• Wed
  • Jul 30, 2014
  • Updated: 4:45am

8-hour day for bar benders a sticking point

PUBLISHED : Wednesday, 29 August, 2007, 12:00am
UPDATED : Wednesday, 29 August, 2007, 12:00am

Contractors reluctant to change


Main contractors would stand to lose 20 to 40 working days on each construction project if they yielded to bar benders' demands to cut 15 minutes from their current working day of eight hours and 15 minutes.


But a majority of the 700 striking bar benders who attended a meeting called by the Confederation of Trade Unions (CTU) yesterday, said they stood firm in their demands for eight-hour days.


Wong Kwok-kin, chairman of the Federation of Trade Unions - a rival union to the CTU - which is holding exclusive talks with employers, feared the strong stance of the workers may endanger negotiations expected to be held later this week.


'We heard some bar benders softened their stance at the meeting, while others said Nepalese workers should be paid the same rate as locals, and regular workers should receive the same increment as casual workers,' Mr Wong said. 'Employers may be scared by these additional demands.'


But CTU general secretary and lawmaker Lee Cheuk-yan said the workers' true stance could be gauged by results of a questionnaire completed by the striking workers at yesterday's meeting and that Mr Wong's interpretation of the workers' opinions was mere conjecture.


A spokesman from the Hong Kong Construction Association refused to assess the damage to the industry caused by the strike, but said more workers had returned to work in the past week. He said the association had not heard of any developer claiming losses against contractors because of the strike, which enters its 21st day today .


Government figures showed that as of Monday, 932 bar benders were working, compared with 600 a week ago.


The spokesman said an eight-hour day was not something contractors could easily agree upon because it affected construction deadlines.


'The construction of blocks involves a sequence of repetitive tasks, and workers are allowed to work only within the 12 hours after 7am,' he said. 'If the bar benders leave before they finish their work for the day, we don't simply lose 15 minutes, but also the rest of that day, because other specialists cannot begin their work.'


But Poon Man-hon, organising secretary of the CTU, said an eight-hour schedule was the norm in earlier years, before employers extended it without the unions' consent.
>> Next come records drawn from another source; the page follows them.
PR #2673, opened 2026-05-13
fix(Drawer): fixed auto focus in drawer items

ReFFaT:
I fixed the issue where the FloatingFocusManager used scrollIntoView() when autofocusing on elements in the Drawer, causing the browser to interrupt smooth animations and use its own focus-setting method, resulting in sudden jumps.

## Summary by Sourcery

Adjust Drawer initial focus handling to avoid disruptive scroll-based autofocus and add a story to showcase the behavior.

New Features:
- Add an InitialAutoFocus Drawer story demonstrating automatic focus on an input when the Drawer opens.

Bug Fixes:
- Ensure Drawer initial focus is applied without using scroll-into-view behavior that interrupts animations.

Enhancements:
- Extract a useInitialFocus hook to manage autofocus logic via refs or tabbable indices instead of delegating to the floating focus manager.


src/components/Drawer/hooks/useInitialFocus.ts
```diff
@@ -0,0 +1,35 @@
...
+
+type InitialFocus = number | React.RefObject<HTMLElement>;
+
+interface UseInitialFocusParams {
+    open: boolean | undefined;
+    initialFocus: InitialFocus | undefined;
+    floatingRef: React.RefObject<HTMLElement | null>;
+}
+
+export function useInitialFocus({open, initialFocus, floatingRef}: UseInitialFocusParams) {
```
igor0226, line 13: This function looks really neat. However, I wonder why we need this utility

In the Popup component I can see a simple passing of the `initialFocus` prop

https://github.com/gravity-ui/uikit/blob/c240b056157b4c37616a3d330ac391d79f1efbe5/src/components/Popup/Popup.tsx#L328

igor0226 (approved):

'The employers only calculate losses incurred by delays in projects,' Mr Poon said. 'Have they ever considered losses incurred by workers' injuries inflicted by exhaustion and overwork?'


Meanwhile, developers and contractors would not say whether some of them had agreed to increase the bar benders' daily wage to HK$950 before the end of their contracts.


A source familiar with the dispute told the South China Morning Post on Monday that several developers - including Sun Hung Kai Properties, which has 10 sites under construction - were paying workers directly their desired daily wage of HK$950, bypassing the contractors.


An executive for a top developer said this could be done by simply adding a clause in the developer's contract with the contractor - whose budget and expenses remained unaffected by the change, as long as the developers were willing to pay more than they had previously agreed.


But she said such a move could set a bad precedent in similar wage disputes in the future.